● **EXERCISE DIRECTIONS**: Repeat the stretch of entries below from the line with "- **Activation UI**" through the line with "- **The banner floats". Include both ends and add nothing.
BEGIN STORED DATA
PR #1515, opened 2026-08-14
feat(admin): add role-based site preview

### LINKED ISSUE #1513: Admin: "View site as another role" mode with a floating, dismissible top overlay
# Admin: "View site as another role" mode with a floating, dismissible top overlay

As an administrator, I need to verify what other users actually see on
Grottocenter — which buttons, menus, pages, and actions are exposed to a
Moderator, a Leader, a regular User, or a non-authenticated visitor. Today I
can only guess by reading the code or by logging in as a test account, which
is slow, error-prone, and does not scale when we ship UI changes that touch
role-gated surfaces (admin menus, moderation queues, sensitivity controls,
private routes, etc.).

I want a low-friction way to preview the site from any other role without
logging out of my admin session.

A **"View site as" mode** that an admin can activate from the **Management
Tools** page. Once activated, a **floating, dismissible overlay banner**
(`position: fixed`) is pinned to the top of the viewport, above the AppBar,
on every page and every route, until the admin explicitly closes it. The
banner is the source of truth for the current viewing mode: it shows the
impersonated role and lets the admin switch it or stop the mode without
going back to the Management Tools page.

Behavior:

- **Reserved to administrators.** Non-admins never see the entry point or
  the banner.
- **Activation UI** lives on the Management Tools page: a small panel to
  pick a role and start the mode.
- **Impersonatable roles**: Moderator, Leader, User, **Not logged in**
  (i.e. anonymous visitor).
- **The banner floats on top** with `position: fixed`, stays anchored to
  the top of the viewport while the page scrolls, and covers/pushes the
  AppBar rather than living inside the normal content flow.
- **The banner controls the mode**: it displays the current viewing role,
  and offers "Switch role" and "Stop viewing as…" controls.
- **Persistence across navigation and refreshes**: the mode survives route
  changes and page refreshes in the same browser tab. It ends only when
  the admin dismisses the banner, logs out, or closes the tab.
- **Effect on the UI**: role-based gates (menus, admin/moderation entry
  points, private routes) reflect the impersonated role. Selecting
  "Not logged in" behaves as if no session existed — login button back in
  the AppBar, private routes blocked, personal identity hidden from the
  UI.
- **Limitation to make explicit in the banner or a tooltip**: API
  responses still come back with the admin's real privileges. This is a
  UI-visibility preview, not a permissions sandbox.

**ASCII mockups**

Entry point on the Management Tools page:

```
┌─ Management Tools ─────────────────────────────────────────┐
│  [Manage users]  [Pending documents]  [Duplicates]  ...    │
│                                                            │
│  ┌─ Preview the site as another role ─────────────────┐    │
│  │                                                    │    │
│  │  Role:  [ Moderator            ▼ ]                 │    │
│  │         Moderator                                  │    │
│  │         Leader                                     │    │
│  │         User                                       │    │
│  │         Not logged in                              │    │
│  │                                                    │    │
│  │  [  Start viewing as this role  ]                  │    │
│  └────────────────────────────────────────────────────┘    │
└────────────────────────────────────────────────────────────┘
```

Floating overlay while active (position: fixed at the top of the
viewport, above the AppBar; visible on every route, on every scroll
position, until dismissed):

```
   ╔════════════════════════════════════════════════════════════╗ ← position: fixed
   ║ 👁  Viewing site as MODERATOR   [ Switch ▼ ]   [ Stop ] ✕ ║   top: 0, full width,
   ╚════════════════════════════════════════════════════════════╝   z-index above AppBar
┌──┴─────────────────────────────────────────────────────────────┐
│ [ Grottocenter AppBar — sits below the floating banner ]       │
├────────────┬───────────────────────────────────────────────────┤
│            │                                                   │
│  Side      │   Page content, rendered as a Moderator would     │
│  menu      │   see it (admin-only entries hidden, moderation   │
│            │   queues visible, etc.)                           │
│            │                                                   │
└────────────┴───────────────────────────────────────────────────┘
```

"Not logged in" variant:

```
   ╔════════════════════════════════════════════════════════════╗
   ║ 👁  Viewing site as an ANONYMOUS VISITOR       [ Stop ] ✕ ║
   ╚════════════════════════════════════════════════════════════╝
┌──┴─────────────────────────────────────────────────────────────┐
│ [ AppBar shows "Log in" button, no avatar ]                    │
│ [ Private routes redirect to the "must be authenticated" page ]│
└────────────────────────────────────────────────────────────────┘
```

**Acceptance criteria**

- [ ] Only administrators can access the entry point on the Management
      Tools page and see the overlay banner.
- [ ] From the Management Tools page, the admin can start the preview by
      picking one of: Moderator, Leader, User, Not logged in.
- [ ] Once started, the banner floats at the top of the viewport with
      `position: fixed`, above the AppBar, on every route.
- [ ] The banner stays anchored to the top of the viewport while the
      page scrolls.
- [ ] The banner displays the current impersonated role in a way that is
      unambiguously distinct from normal browsing (color, icon).
- [ ] From the banner, the admin can switch to another role without
      navigating back to the Management Tools page.
- [ ] From the banner, the admin can stop the preview with a single
      click.
- [ ] The banner and the mode survive route changes and full page
      reloads inside the same tab.
- [ ] Closing the tab or logging out ends the mode.
- [ ] Selecting "Not logged in" produces a UI equivalent to a logged-out
      session (login button, private routes blocked, no personal
      identity shown).
- [ ] Role-gated UI (admin menus, moderation entry points, private
      routes, permission-gated queries) reflects the impersonated role
      while the mode is active.
- [ ] The banner or a tooltip on it makes clear that this is a UI
      preview, not a permissions sandbox — API responses still reflect
      the admin's real access.

**Describe alternatives considered**

- **Real backend impersonation** (a dedicated endpoint issuing a scoped
  token for the target user or role). More faithful but requires
  backend work and a security review. Out of scope for now; this issue
  is deliberately UI-only.
- **Test accounts, one per role.** Works but requires logging out/in,
  wiping state, and does not scale to reviewing PRs that touch
  role-gated UI on many pages.
- **Floating action button (FAB).** Discreet but easy to forget; a
  floating top banner is harder to miss, which matches the intent —
  make the mode unmistakable while active.

**Additional context**

Related helpers in the code that already scaffold role checks and are
the natural integration points: `src/helpers/AuthHelper.js` (`hasRole`),
`src/hooks/usePermissions.js`, `src/hooks/useUserProperties.js`,
`src/reducers/LoginReducer.js`, and the existing Management Tools entry
at `src/pages/Admin/ManageUsers.jsx` / `src/pages/Dashboard.jsx`.

Paul-AUB:
## 🤔 What

- Add an administrator-only launcher to preview Grottocenter as a Moderator,
  Leader, User, or anonymous visitor.
- Show a fixed, unmistakable indicator on every route with controls to switch
  role or stop the preview.
- Persist the selected role for the current browser tab and clear it on logout
  or login.
- Apply the effective role through the shared permission and user-property
  hooks, including logged-out UI behavior for the anonymous preview.
- Add translations for all supported languages, unit coverage, a Storybook
  story, and a Cypress navigation/refresh scenario.

Closes #1513.

## 🤷‍♂️ Why

Administrators need a quick way to verify role-gated menus, routes, actions,
and identity surfaces without repeatedly logging into separate test accounts.

## 🔍 How

The selected preview role is stored in `sessionStorage` and exposed through the
login reducer. Shared authorization helpers replace the real administrator
roles with the selected effective role while retaining a separate
`isRealAdmin` check for the launcher and indicator. Stale or forged preview
state is ignored for non-administrators, and unsupported roles are rejected.

The anonymous option makes `isAuth` false and hides user properties while the
real token remains available for API calls. The indicator includes an
accessible warning that this is a UI preview only and that API responses still
use the administrator's real privileges.

## 🔗 Related API PR

None. This feature is deliberately UI-only.

## 🧪 Testing

- `yarn lint`
- `yarn test` — 107 files, 977 tests passed
- `yarn build`
- `yarn translations:sync-with-en`
- `yarn translations:check-sorted`
- Added `cypress/e2e/impersonation.cy.js` for role switching, cross-route
  persistence, reload persistence, anonymous UI, and stopping the preview.
  Local execution was blocked before test startup by a broken cached Cypress
  15.19.0 executable (`bad option: --smoke-test` / `--ping`); no spec failure
  was reported.

Manual verification:

1. Log in as an administrator and open Management Tools.
2. Start a preview for each available role.
3. Navigate to another route and reload the page; the indicator and effective
   permissions should remain active.
4. Switch role from the indicator, then stop the preview with one click.

## 📸 Previews

Not included.


ClemRz (changes requested):
Overall this is a well-structured feature. The architecture is clean: impersonation state lives in the login slice, the security gate is applied once in `AuthHelper.hasRole` with an escape hatch via `{ ignoreImpersonation: true }`, and the UI surfaces (launcher + indicator) compose from that single source of truth. Good test coverage across unit, property, and Cypress layers. A few things need attention before merge.

### Issues (Must Fix)

- **[`packages/web-app/src/pages/Dashboard.jsx:229-234`]** The Dashboard's access guard redirects to `/` when `isAdmin || isModerator || isLeader` are all false. An admin impersonating "User" (or "Anonymous") loses all three flags via `hasRole`, satisfying `!hasDashboardAccess`, and gets immediately bounced to the homepage — right from the very page that hosts the launcher. The launcher then disappears from under their feet and they can no longer stop the preview from the Management Tools page (they would have to use the indicator pill instead, which still works, but the UX is jarring). Consider including `isRealAdmin` in the access check:
  ```suggestion
  const hasDashboardAccess =
    permissions.isAdmin || permissions.isModerator || permissions.isLeader || permissions.isRealAdmin;
  ```

- **[`packages/web-app/src/components/common/ImpersonationIndicator.stories.jsx:7`]** The story imports `loginReducer` with a relative path (`../../reducers/LoginReducer`) while the two new components use the `@/` alias for all internal imports. Inconsistency aside, it also bypasses the project convention stated in `AGENTS.md`:
  > All new code must use [`@/` alias] for imports that would otherwise require two or more `../` segments.
  ```suggestion
  import loginReducer from '@/reducers/LoginReducer';
  import ImpersonationIndicator from './ImpersonationIndicator';
  ```

- **[`packages/web-app/src/components/appli/ImpersonationLauncher.jsx:91-94`]** The role `<Select>` is disabled while `isImpersonating` is true. That means an admin who lands back on the Dashboard during an active preview session can't see which role they originally chose — the select is greyed-out and shows the *local* default `'Moderator'`, not the active impersonated role. Consider seeding `selectedRole` from `impersonatedRole ?? 'Moderator'` (read from `usePermissions()`) so the picker reflects the live state even when disabled.

- **[`packages/web-app/src/reducers/LoginReducer.property.test.js:160-210`]** The new impersonation tests are unit tests written inside the property-test file. That's fine given the existing file structure, but none of them use `fc.property`. For a file named `*.property.test.js` the convention is property-based testing throughout. Consider promoting the impersonation tests to proper `fc.property` properties — e.g. asserting `SET_IMPERSONATED_ROLE` with an arbitrary from `IMPERSONATABLE_ROLES` persists correctly, and an arbitrary *outside* the allowed set is always a no-op.

- **[`packages/web-app/cypress/e2e/impersonation.cy.js:28`]** The second test starts a preview with `cy.get('[data-testid="impersonation-start-button"]').click()` without first selecting a role, so it uses whatever the Select's default is. This implicitly tests Moderator. Making the selection explicit (as the first test does) makes the test self-documenting and more resilient if the default ever changes.

- **[`packages/web-app/src/components/common/ImpersonationIndicator.jsx:109-115`]** `aria-live="polite"` is correct for announcing state changes, but `role="status"` already implies `aria-live="polite"` per the ARIA spec — the two are redundant here. Either remove the explicit `aria-live` or change `role` to `region` with an `aria-label` to get a named landmark. Minor accessibility nitpick.

### Nitpicks (Optional)

- **[`packages/web-app/public/lang/en.json:1258`]** The English description reads: `"This only affects what the UI shows, be careful API responses still reflect your real access."` — "be careful" feels mid-sentence and informal. Consider: `"This only affects what the UI shows. API responses still reflect your real access."` (the other language files have a semicolon or period here, so the English one is the odd one out).

- **[`packages/web-app/src/components/appli/ImpersonationLauncher.jsx:78`]** The `defaultMessage` for `Impersonation launcher description` in the component (`'Be careful API responses still reflect your real access'`) doesn't match what's in `en.json` (`"This only affects what the UI shows, be careful API responses still reflect your real access."`). The default is only shown when the i18n key is absent, so this is cosmetic, but keeping them in sync avoids confusion during development.

Paul-AUB:
✅ Fixed — Dashboard access now preserves a real administrator's live preview, including Anonymous mode, while expired sessions still redirect. The launcher remains available on the dashboard, and the Manage users card continues to follow the effective previewed role.

✅ Fixed — `ImpersonationIndicator.stories.jsx` now imports `LoginReducer` through the `@/` alias.

✅ Fixed — The disabled launcher picker now displays `impersonatedRole` while a preview is active, including role changes made from the indicator.

✅ Fixed — The impersonation reducer scenarios now use `fc.property` with arbitraries for supported roles, unsupported roles, prior state, and preview clearing.

✅ Fixed — The banner-switch Cypress test explicitly selects Moderator before starting the preview. The Anonymous test also verifies that the dashboard remains open and the launcher reflects the active role.

✅ Fixed — Removed the redundant `aria-live="polite"`; `role="status"` retains the intended polite announcement behavior.

✅ Fixed — Updated the English launcher description to use two sentences.

✅ Fixed — Synchronized the launcher's `defaultMessage` with `en.json` and the indicator fallback.

ClemRz (approved):
All five issues and three nitpicks from the previous round are addressed. The follow-up commit fixes every item cleanly and the implementation is now in good shape. A few minor observations remain below, none of which block merge.

- **[`packages/web-app/src/reducers/LoginReducer.property.test.js:130-162`]** The "Property 9" describe block correctly covers `LOGOUT`, but the expanded state shape (which now includes `impersonatedRole`) is not asserted there. Consider adding `expect(nextState.impersonatedRole).toBeNull()` to the existing `LOGOUT` properties — the new "Impersonation state" block covers `CLEAR_IMPERSONATION` and `FETCH_LOGIN_SUCCESS`, but a direct property for `LOGOUT → impersonatedRole = null` would close the loop and keep the property suite exhaustive. Tiny addition:
  ```suggestion
  expect(nextState.authTokenDecoded).toBeNull();
  expect(nextState.impersonatedRole).toBeNull();
  ```

- **[`packages/web-app/src/hooks/useUserProperties.js:8-10`]** The Anonymous guard only fires for non-Anonymous impersonation modes when the admin has the `Anonymous` role. For other impersonated roles (Moderator, Leader, User) the hook still returns the real admin's decoded token, so ownership/self-checks (`userId.toString() === comment.author?.id.toString()`) continue to match the real admin's identity. This is the documented limitation ("UI preview only") and is clearly communicated in the banner, but a comment here would help future maintainers understand why only `Anonymous` is special-cased in this hook:
  ```suggestion
  // Only Anonymous collapses identity — other impersonated roles keep the
  // real token so that personal content (my documents, my profile) still
  // loads correctly. This is intentional: the feature is a UI visibility
  // preview, not a full identity switch.
  if (isRealAdmin && authState.impersonatedRole === 'Anonymous') return {};
  ```

### Nitpicks (Optional)

- **[`packages/web-app/src/reducers/LoginReducer.property.test.js:220`]** The `expect(sessionStorageMock.setItem).not.toHaveBeenCalled()` sits outside the `fc.property` callback, which is the right place for a cumulative post-run assertion. However, `vi.clearAllMocks()` in `beforeEach` resets call counts *before* the `it` block runs, not between `fc.property` iterations — so if any run incorrectly calls `setItem`, it would be caught. This is fine; just worth noting for the next reader that this is intentionally a post-`fc.assert` check and not a within-iteration assertion.

- **[`packages/web-app/src/components/common/ImpersonationIndicator.jsx:75-95`]** The indicator's pill is `position: fixed` with `top: theme.spacing(1)` (8px), centred horizontally. On mobile the AppBar is also fixed at the top. There's no `paddingTop` adjustment on the page content to compensate for the extra 40px or so the pill occupies when active, which means it could overlap content near the top edge while a preview is running. Since the pill is admin-only and the admin is expected to use it deliberately, this is a cosmetic gap, not a functional regression — but a follow-up ticket to add a body offset (or use an AppBar slot) when active would round out the feature.

Paul-AUB:
Cette feature est déployée en staging désormais, je vous laisse y jeter un oeil quand vous aurez un moment @ClemRz @urien 
image

Paul-AUB:
✅ Fixed — The logout property now generates login states with any supported impersonated role or no role, and asserts that `LOGOUT` resets `impersonatedRole` to `null`. The login-then-logout property asserts the same invariant.

✅ Fixed — `useUserProperties` now documents why Anonymous collapses identity while other role previews intentionally keep the real token so personal content and profile data continue to load.

⏭️ Not changed — The cumulative `sessionStorageMock.setItem` assertion is already intentionally placed after `fc.assert`, as the review notes; no code change is needed.

⏭️ Not changed — The possible mobile indicator overlap is cosmetic, explicitly identified as a non-regression and better handled as a separate layout follow-up rather than expanding this PR.

Validation: the focused `LoginReducer.property.test.js` suite passes (6 tests), and full `yarn lint` passes.

urien (approved):
Cela marche parfaitement,
Je n'ai pas fait le test de toutes les fonctionnalités :-)
Mais le fonctionnement est très simple et agréable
END STORED DATA
● **EXPECTED OUTPUT**:
- **Activation UI** lives on the Management Tools page: a small panel to
  pick a role and start the mode.
- **Impersonatable roles**: Moderator, Leader, User, **Not logged in**
  (i.e. anonymous visitor).
- **The banner floats on top** with `position: fixed`, stays anchored to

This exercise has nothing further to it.